En condiciones normales en la Tierra, el cuerpo humano trabaja constantemente contra la gravedad, lo que mantiene activos músculos y huesos. Sin embargo, durante la misión, esa resistencia desapareció, lo que generó un proceso de desacondicionamiento físico.

De acuerdo con la UNAL, este fenómeno provocó que los músculos se debilitaran progresivamente, mientras que los huesos perdieran densidad, aumentando el riesgo de afectaciones físicas. Este proceso comenzó en los primeros días en órbita y se acentuó con el paso del tiempo.

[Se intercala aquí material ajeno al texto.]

PR #890, opened 2023-04-13
Log widget colouring and format option

CasperSchippers:
Triggered by #886, I quickly put in some effort to make available this modification to the logwidget that I had to make recently for a project.

This PR adds colouring to log messages, depending on the log-level (by utilizing the HTML functionality of the QPlainTextView).
Moreover, when a warning, error or critical message is logged, the tab starts blinking to attract attention (this blinking is stopped when the log tab is selected).
Finally, to (hopefully) help #886, I also added a way to pass fmt-string (and datefmt-string) to the formatted of the log-widget.

### DIFF
--- a/pymeasure/display/widgets/log_widget.py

“En el espacio, los líquidos pueden acumularse en el tórax y la cabeza, lo que da la sensación de tener la cara hinchada y las piernas más delgadas. El cuerpo interpreta esta acumulación como si hubiera demasiada agua, y responde eliminando líquidos a través de la orina. Por eso, los astronautas pueden deshidratarse y hasta perder las ganas de beber”, añadió el médico Muñoz.

Redistribución de líquidos y efectos en el sistema cardiovascular

Otro de los cambios documentados fue la redistribución de los fluidos corporales. En el espacio, los líquidos se desplazaron hacia la parte superior del cuerpo, lo que generó hinchazón facial y presión en la cabeza.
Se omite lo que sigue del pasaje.